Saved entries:
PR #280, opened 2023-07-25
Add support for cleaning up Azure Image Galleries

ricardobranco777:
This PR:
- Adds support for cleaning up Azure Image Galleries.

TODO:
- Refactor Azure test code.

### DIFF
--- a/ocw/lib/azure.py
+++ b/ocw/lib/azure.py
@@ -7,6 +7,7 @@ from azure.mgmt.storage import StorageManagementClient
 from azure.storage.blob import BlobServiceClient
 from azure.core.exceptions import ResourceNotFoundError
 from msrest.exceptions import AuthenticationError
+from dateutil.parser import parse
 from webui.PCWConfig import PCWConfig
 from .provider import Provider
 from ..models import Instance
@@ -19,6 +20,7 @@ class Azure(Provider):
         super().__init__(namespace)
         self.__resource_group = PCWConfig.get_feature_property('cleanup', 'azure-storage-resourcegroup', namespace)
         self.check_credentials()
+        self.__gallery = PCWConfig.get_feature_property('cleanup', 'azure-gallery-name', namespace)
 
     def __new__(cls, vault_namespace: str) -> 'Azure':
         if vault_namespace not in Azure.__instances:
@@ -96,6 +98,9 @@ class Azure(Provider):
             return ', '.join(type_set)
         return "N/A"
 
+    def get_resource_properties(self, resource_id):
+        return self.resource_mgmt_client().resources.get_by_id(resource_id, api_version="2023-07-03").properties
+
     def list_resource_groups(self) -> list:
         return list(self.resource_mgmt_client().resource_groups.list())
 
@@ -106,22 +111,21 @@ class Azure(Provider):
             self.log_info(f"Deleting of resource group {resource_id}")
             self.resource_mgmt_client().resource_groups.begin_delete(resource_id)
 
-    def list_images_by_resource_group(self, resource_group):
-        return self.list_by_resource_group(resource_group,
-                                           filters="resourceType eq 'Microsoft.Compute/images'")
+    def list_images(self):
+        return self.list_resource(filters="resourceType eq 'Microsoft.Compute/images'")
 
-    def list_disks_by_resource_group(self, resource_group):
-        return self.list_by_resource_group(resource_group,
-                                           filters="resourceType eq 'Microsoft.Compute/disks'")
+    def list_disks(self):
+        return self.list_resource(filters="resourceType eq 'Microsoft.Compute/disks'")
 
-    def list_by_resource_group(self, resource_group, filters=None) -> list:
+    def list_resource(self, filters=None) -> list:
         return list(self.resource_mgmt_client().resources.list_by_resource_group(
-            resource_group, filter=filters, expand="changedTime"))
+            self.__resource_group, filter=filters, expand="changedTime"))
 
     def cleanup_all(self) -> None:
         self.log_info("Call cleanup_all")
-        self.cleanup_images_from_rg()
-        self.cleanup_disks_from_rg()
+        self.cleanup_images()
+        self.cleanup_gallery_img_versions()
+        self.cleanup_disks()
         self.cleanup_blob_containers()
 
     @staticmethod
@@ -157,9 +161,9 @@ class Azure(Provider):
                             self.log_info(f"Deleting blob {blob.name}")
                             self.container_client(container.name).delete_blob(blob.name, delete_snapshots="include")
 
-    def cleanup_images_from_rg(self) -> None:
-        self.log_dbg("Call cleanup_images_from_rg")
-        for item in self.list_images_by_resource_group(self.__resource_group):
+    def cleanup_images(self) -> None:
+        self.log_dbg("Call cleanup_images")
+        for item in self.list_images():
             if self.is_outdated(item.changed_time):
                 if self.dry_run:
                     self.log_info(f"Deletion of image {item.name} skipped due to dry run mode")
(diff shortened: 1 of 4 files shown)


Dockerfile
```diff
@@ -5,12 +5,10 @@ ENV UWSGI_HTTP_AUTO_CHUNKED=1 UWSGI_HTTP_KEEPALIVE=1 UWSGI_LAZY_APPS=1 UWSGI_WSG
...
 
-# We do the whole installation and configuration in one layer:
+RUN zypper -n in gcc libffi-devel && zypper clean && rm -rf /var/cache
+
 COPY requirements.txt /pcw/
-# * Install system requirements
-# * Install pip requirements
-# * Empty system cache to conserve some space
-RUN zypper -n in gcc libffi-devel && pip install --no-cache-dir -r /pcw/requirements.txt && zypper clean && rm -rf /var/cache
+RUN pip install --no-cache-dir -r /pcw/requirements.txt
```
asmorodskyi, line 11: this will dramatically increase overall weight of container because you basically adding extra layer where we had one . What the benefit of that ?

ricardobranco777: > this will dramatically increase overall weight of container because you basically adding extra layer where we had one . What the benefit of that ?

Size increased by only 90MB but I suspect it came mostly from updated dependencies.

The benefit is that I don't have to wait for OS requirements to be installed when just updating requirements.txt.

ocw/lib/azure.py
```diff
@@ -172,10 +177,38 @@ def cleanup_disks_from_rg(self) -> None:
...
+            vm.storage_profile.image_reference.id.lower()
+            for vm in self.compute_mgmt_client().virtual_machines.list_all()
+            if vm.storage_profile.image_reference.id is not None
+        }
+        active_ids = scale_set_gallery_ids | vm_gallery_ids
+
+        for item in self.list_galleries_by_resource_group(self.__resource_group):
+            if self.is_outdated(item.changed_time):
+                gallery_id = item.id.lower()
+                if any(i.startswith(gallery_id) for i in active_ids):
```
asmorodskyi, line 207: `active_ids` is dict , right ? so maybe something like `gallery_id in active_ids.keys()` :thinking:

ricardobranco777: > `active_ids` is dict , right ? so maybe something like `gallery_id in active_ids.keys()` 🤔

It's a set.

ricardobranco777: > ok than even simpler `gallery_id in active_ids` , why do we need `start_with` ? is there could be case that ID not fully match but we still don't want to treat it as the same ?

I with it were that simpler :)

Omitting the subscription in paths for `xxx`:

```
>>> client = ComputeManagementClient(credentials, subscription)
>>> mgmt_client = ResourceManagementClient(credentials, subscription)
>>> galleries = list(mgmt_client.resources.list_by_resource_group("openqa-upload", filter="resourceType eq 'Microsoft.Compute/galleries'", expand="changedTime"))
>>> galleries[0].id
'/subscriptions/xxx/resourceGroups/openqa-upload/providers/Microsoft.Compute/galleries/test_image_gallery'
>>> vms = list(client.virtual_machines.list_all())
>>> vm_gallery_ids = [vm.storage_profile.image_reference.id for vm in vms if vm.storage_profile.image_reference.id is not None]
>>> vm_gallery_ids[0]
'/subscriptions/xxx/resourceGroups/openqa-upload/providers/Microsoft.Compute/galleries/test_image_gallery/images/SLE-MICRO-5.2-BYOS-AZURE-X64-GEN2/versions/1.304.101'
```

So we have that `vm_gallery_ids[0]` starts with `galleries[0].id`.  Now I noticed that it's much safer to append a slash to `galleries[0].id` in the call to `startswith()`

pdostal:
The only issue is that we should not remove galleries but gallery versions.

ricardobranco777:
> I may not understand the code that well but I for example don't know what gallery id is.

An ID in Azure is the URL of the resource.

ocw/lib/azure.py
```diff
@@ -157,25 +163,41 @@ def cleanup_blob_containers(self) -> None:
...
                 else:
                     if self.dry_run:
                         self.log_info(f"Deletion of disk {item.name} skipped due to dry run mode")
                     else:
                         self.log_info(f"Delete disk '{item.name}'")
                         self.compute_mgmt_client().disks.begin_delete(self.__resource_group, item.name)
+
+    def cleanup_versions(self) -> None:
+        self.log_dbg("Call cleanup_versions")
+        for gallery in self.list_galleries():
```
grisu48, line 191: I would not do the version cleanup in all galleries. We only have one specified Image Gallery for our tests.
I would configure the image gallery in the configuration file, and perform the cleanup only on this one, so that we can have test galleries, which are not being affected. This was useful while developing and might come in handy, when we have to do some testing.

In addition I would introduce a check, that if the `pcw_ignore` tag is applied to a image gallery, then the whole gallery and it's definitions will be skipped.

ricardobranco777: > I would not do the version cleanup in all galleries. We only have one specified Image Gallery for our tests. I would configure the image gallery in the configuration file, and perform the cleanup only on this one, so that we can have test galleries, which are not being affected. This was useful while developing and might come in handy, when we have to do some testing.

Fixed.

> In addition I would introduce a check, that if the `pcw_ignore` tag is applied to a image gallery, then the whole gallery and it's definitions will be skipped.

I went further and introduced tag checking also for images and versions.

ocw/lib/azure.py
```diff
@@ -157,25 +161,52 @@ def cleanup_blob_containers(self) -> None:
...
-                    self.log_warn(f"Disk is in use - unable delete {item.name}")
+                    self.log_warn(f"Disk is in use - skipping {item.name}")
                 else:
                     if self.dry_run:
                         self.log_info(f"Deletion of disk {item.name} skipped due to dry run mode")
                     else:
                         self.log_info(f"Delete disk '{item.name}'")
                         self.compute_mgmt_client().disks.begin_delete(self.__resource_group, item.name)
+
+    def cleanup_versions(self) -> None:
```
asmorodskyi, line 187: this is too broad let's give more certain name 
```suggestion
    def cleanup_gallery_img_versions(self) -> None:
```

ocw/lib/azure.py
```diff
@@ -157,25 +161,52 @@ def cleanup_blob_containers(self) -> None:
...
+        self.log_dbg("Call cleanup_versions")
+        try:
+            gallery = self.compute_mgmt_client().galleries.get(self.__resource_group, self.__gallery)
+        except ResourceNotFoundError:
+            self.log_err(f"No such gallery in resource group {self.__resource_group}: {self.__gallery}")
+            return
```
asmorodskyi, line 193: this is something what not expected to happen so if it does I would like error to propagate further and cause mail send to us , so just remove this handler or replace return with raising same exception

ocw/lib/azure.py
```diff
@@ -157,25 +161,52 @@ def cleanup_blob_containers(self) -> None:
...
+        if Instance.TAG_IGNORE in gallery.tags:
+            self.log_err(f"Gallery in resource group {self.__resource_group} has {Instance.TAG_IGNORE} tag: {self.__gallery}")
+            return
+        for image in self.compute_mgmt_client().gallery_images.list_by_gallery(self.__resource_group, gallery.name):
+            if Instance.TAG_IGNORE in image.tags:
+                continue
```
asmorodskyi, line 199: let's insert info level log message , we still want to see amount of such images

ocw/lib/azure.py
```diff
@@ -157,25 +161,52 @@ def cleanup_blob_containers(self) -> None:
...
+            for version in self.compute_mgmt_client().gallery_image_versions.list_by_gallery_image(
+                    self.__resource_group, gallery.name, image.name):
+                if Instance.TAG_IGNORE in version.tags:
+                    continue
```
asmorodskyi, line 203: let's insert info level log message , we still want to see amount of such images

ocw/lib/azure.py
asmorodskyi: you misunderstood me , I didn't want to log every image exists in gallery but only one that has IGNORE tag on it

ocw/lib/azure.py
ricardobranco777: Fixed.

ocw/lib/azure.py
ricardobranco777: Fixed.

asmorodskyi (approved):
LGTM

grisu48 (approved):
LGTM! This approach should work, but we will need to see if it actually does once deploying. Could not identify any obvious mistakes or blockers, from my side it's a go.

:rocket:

## TO DO
Copy whichever lines above contain the string "simpler".

## EXERCISE SOLUTION
ricardobranco777: > ok than even simpler `gallery_id in active_ids` , why do we need `start_with` ? is there could be case that ID not fully match but we still don't want to treat it as the same ?
I with it were that simpler :)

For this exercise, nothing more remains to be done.